The room was steamy and the shower vent still
roared, which made it easier for him to sneak inside unheard. But she wasn’t in the bathroom. Wrapped in a bathrobe, she lay on the bed, facing the window, with her back to him.

He walked softly around the bed, aiming to startle her. He still wanted a little revenge for the phone to Owen’s nose and the jar of garam masala and, now, the copy of
Clinical Immunology and Allergy Today
.

She was curled in a ball, asleep. The morning sunlight streaming through the window lit her fair skin and glinted in her wet hair, still dark from her shower so there wasn’t much difference among the brown, blond, and pink strands. Fist under her cheek, she looked like a normal, beautiful girl. Except for the red scar under her chin, livid without makeup dabbed over it.
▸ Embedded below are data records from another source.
PR #14402, opened 2026-07-24
feat(builder): show connected-account identifier and status on connections

AhmadTash:
## Description

Shows *which* external account a connection authenticates as, across the flow builder and the project **Connections** page.

- **Connected-account identifier** — connections now display the external account they authenticate as. The server resolves it at connect time and stores it on the existing `metadata.accountIdentifier`; the Connections table (under the name) and the step-settings connection dropdown render it. Resolution is layered so it generalises across providers without vendor-specific code in the core:
  - **Generic (in core):** for OIDC providers the account **email** is decoded locally from the `id_token` returned by the token endpoint (`email`/`mail`, falling back to `preferred_username`/UPN for Microsoft). No network call.
  - **Provider-specific (in the piece):** anything the id_token can't express is delegated to a new optional piece-level `getConnectionIdentifier` auth hook, run through the engine via a new `EXECUTE_RESOLVE_CONNECTION_IDENTIFIER` operation (mirrors `EXECUTE_VALIDATE_AUTH`). Best-effort — a failure or slow response never fails or delays the connection upsert (wrapped in `tryCatch` + a 15s cap). The Slack implementation lands in the stacked piece PR.
  - Providers that expose no identity stay blank.
- **Expired/empty status** — the connection dropdown flags non-active connections (Missing / Error) inline, reusing the existing status display.
- **Connections "Flows" column** — clicking the flow count now opens the Automations list filtered to that connection instead of the unfiltered page (the old link dropped its query param and used the wrong param name).

No database migration and no `@activepieces/shared` change — the identifier reuses the existing `metadata` jsonb column already returned by the connections API. The new engine operation and job-data schema are additive (no `LATEST_JOB_DATA_SCHEMA_VERSION` bump).

> The unrelated piece-selector search-UI changes (action/trigger descriptions + "No results found" copy) were split out into #14437.
> **Stacked PR:** the piece-side change — the Slack `getConnectionIdentifier` hook plus requesting the identity OAuth scope so Google/Microsoft expose the account — is a follow-up PR stacked on top of this one.

## How was this tested?

Manually on a Community-edition dev instance (PGLite):
- Slack shows `name (workspace)` (via the piece hook + engine round-trip); Microsoft Outlook shows the account email (generic id_token path).
- Missing / Error status indicators render in the table and the dropdown.
- The "Flows" column filtering works.
- `api` / `worker` typecheck, `engine` build, and `web` typecheck + lint are green; dev server boots with the new job type registered. A 4-dimension adversarial regression review found no regressions.

Not exercised on EE / Cloud edition paths.

Fixes # (n/a)

**Security note:** the core resolver makes **no outbound HTTP** — it only decodes the provider's `id_token` locally (decode only, not signature-verified; used solely to display an email) to populate `metadata.accountIdentifier`. Any provider-specific hook that does make network calls runs inside the engine sandbox, not the API process. The sensitive `value` blob is still stripped by `removeSensitiveData`; only a plain email/label string is written to `metadata`.


AhmadTash:
@greptileai review this

Louai-Zokerburg (approved):
Only comment I have (soft requirement) is AI comments that I think clatters the code and I guess we agreed to not to put it unless very needed ones

amrdb:
Pushed `e772d786` to this branch — flagging it here since it touches the engine contract. Happy to pull it back out into its own PR if you'd rather.

### Why

The engine picked the auth property with `getAuthPropertyForValue({ authValueType: authValue.type })`. But `cloudOAuth2Service.claim` returns `{ ...value, token_url, props }` and never sets `type` — unlike its own `refresh` and unlike `credentialsOauth2Service.claim` — and `upsert` hands the engine the un-merged claim result, so the request's `type` is only re-spread for storage. That read is therefore `undefined` for **every cloud and platform OAuth connection**, and `getAuthPropertyForValue` falls back to `pieceAuth.at(0)`.

The structural narrowing was the right instinct about the symptom, but it doesn't close the gap:

| Guard | Against an OAuth claim result |
|---|---|
| `'access_token' in authValue` | discriminates ✓ |
| `'username' in authValue` | discriminates ✓ |
| `'secret_text' in authValue` | discriminates ✓ |
| `'props' in authValue` | **does not** — `claim` writes the key explicitly, so `in` is `true` even when the value is `undefined` |

So a multi-auth piece whose `CUSTOM_AUTH`/`OIDC` entry sorts first would pass that check and invoke the hook with the OAuth props bag typed as custom-auth props. Latent today only because no piece in the repo uses `auth: [`.

The fix is that the API already has the authoritative type from the request body, and was the only place still holding it — so it now travels on the operation and the engine dispatches on that. The shape checks stay as a second line of defence.

### Second change, which the first one unlocks

With the type no longer inferred from the value, the OAuth-only gate stopped being load-bearing, so only `NO_AUTH` is excluded outright. The `id_token` read stays OAuth-only (nothing else has a token response to read), but `SECRET_TEXT` / `BASIC_AUTH` / `CUSTOM_AUTH` / `OIDC` pieces can now resolve an identifier through their hook.

That's mostly about reaching code you'd already written: those four branches in `resolveConnectionIdentifier` were unreachable behind the gate. And it's arguably where the feature pays best — an OAuth account you can often infer from context, but a Stripe restricted key or an Airtable PAT tells you nothing about whose account it is. `declaresConnectionIdentifier` still gates the round-trip, so pieces without the hook cost nothing beyond the metadata read.

### Also

- Dropped `data.connectionValue as AppConnectionValue` in the worker job — `connectionValue` is now `z.custom<AppConnectionValue>()`, matching `ExecuteTokenRefreshJobData`.
- Updated the `oauth-apps.md` gotcha you added: it recommended the shape-narrowing approach, which would now send the next person the wrong way. It records the `props` asymmetry instead.
- Added `packages/pieces/framework/test/auth-property-for-value.test.ts` pinning that all three OAuth2 connection types map to the OAuth2 auth entry — the invariant this depends on. It lands in the framework suite you wired into CI, so it actually runs.

### Verified

`turbo run build` green for `api`, `worker`, `@activepieces/engine` + 14 deps (17/17). `turbo run lint` 0 errors on all five touched packages. Framework tests 8/8.

Not verified: no EE/Cloud run, and I didn't exercise a real non-OAuth `getConnectionIdentifier` end to end — no piece implements one yet.

### One thing I'd still raise separately

`connection-metadata.test.ts` doesn't run anywhere. CI runs `test-ce test-ee test-cloud --filter=api`, each a `vitest run test/integration/<edition>` path filter, and the root `test-unit` script omits `api` — with no `test-unit` task in `turbo.json` to call. So the tests covering the forged-identifier fix and the clear-on-reconnect fix are green by never executing. Pre-existing gap, not yours, but worth a follow-up.

amrdb (approved):

kishanprmr (approved):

He longed to touch her soft cheek and caress her awake. But three enormous bouquets of flowers in vases on the dresser caught his attention. Several mornings ago he’d watched her run. It seemed strange to him that she’d nap instead at the same hour. The flowers might have something to do with it.

He stepped over to the first bouquet, blooms in vibrant colors. He found an envelope tucked among the stems and read the card, which he supposed was from Sarah’s pregnant friend.

You may be 30, but at least

you’re not knocked up.

Love, Wendy & Daniel

Ouch, her thirtieth birthday. That was rough for women. He was already planning to work a weeklong break into the tour on either side of Erin’s thirtieth birthday this fall so he wouldn’t have to be in the same state with her. No wonder Sarah had curled into the fetal position and given up on the day.

The second bouquet was two dozen red roses. The card for this one read,

Birthday wish granted.

Harold

Harold. Her ex-husband. Folded inside the card was a form. Glancing once at Sarah, who still breathed evenly, Quentin unfolded it. A copy of a divorce decree from a New York court, dated yesterday.
Harold Fawn v. Sarah Seville
.

Quentin stood for a full minute, staring at the paper, staring at the sleeping Sarah, going back to the paper. She’d told him yesterday that her husband had cheated on her when she said she wanted a baby. And that this was before she had pink hair and showed her cleavage. But Quentin simply couldn’t picture Sarah married to a jackass, no matter how she was dressed. She wouldn’t stand for it.